I may not be a builder but I disagree. I have cousins who live in a totally stone home, well the roof ain't stone. lol but, once they get that place heated up with a wood cookstove, it stays warm inside. It's not a bit damp in my opinion. I think the only down side to using stone would be the back braking work involved.


----------



## Darren (May 10, 2002)

Stone and the real brick homes of long ago have a lot of thermal mass. They stay cool longer and retain heat. In European cities, the building code will not allow stick built construction. I can't tell where you live. Depending on the area you may be able to find a mason that can assist you. Long ago when labor was cheap, stone and brick was a good option. That's not to say you can't do it today especially if you can salvage the stone.


----------



## willow_girl (Dec 7, 2002)

joejeep92 said:


> I have a place to build and I'm now going through options as far as housing. I really like old stone homes and so does the other half. We have several abandoned old stone houses in the area that have lots of good material. How practical would it be to remove stones from older houses to build another?
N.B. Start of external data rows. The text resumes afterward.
PR #4892, opened 2024-09-26
Fix `link call` node can call out of a subflow

### LINKED ISSUE #4891: Upgrading from 4.0.2 to 4.0.3 seems to break link calls inside subflows
### Current Behavior

We updated one of our projects from 4.0.2 to 4.0.3 and noticed that some link calls within subflows had lost the association and were showing "None" with the editor issuing a warning upon deploy.

Our flow is quite complex so difficult to post here but let me know if I can add something to help.

### Expected Behavior

_No response_

### Steps To Reproduce

_No response_

### Example flow

```
paste your flow here
```

### Environment

- Node-RED version: 4.0.3
- Node.js version: 20.17.0
- npm version:
- Platform/OS:
- Browser:

GogoVega:

## Proposed changes

Fixes #4891.

#4857 ignores that `link call` node can call out of a subflow.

My grandfather (b. 1890) was a stonemason. In the 1940s, he built the house my mother and her siblings grew up in. My grandma told me the stone came from the foundation of a barn that had been taken down. As far as I know, the house he built is still standing today. 

I have always loved stone houses, too. Guess it's in my blood!


----------



## Big Dave (Feb 5, 2006)

Lots of them around our place in westen Arkansas. First off is it your stone? Second can you get more or enough to build what you want. 
Those structures that were built of stone in used farms are still standing around here. Good luck on your venture.


----------



## Bret (Oct 3, 2003)

I love stone structions. Especially chimneys...for reasons I don't know.

I don't know also why you could not use stones from an old house. I would like that better. "If those stones could talk." I feel that even if they can't talk they still have a story.

The only drawback I can think of is that reclaiming stones from an old house may double your chances of smashing fingers and add time to the project. Enjoy the journey. Where gloves. Good luck.


----------



## fordson major (Jul 12, 2003)

haveing built a fair bit of drystone wall, that would be a great way of rounding up stones. you could also post an ad in feed stores saying you are looking for stones, many farmers are quite willing to deliver!


----------



## joejeep92 (Oct 11, 2010)

I have several old houses at my disposal to build with so yes I can round up WAY more than enough to build with. My grandparents live in an all stone house from 1871 so yes they are great as far as heating and cooling go.


----------



## sustainabilly (Jun 20, 2012)

If you don't mind the labor and have the time, yes, go for it. But, it's not speedy when done right. This should be thought of as a labor of love, not an expedient bldg. method.

Try to keep track of what stone went in what area/level when demolishing. Also, pay attn. to which structures seem to have held up the best and emulate any unique characteristics they have.

Make sure the mortar you use is the correct type for stone, ground contact,...etc. Lastly, think about building the entire perimeter to a predetermined height, instead of different walls stopping at different levels. That way, if you decide it's too much effort, you may be able to continue on with alternative bldg. materials.


----------



## mekasmom (Jan 19, 2010)

willow_girl said:


> My grandfather (b. 1890) was a stonemason. In the 1940s, he built the house my mother and her siblings grew up in.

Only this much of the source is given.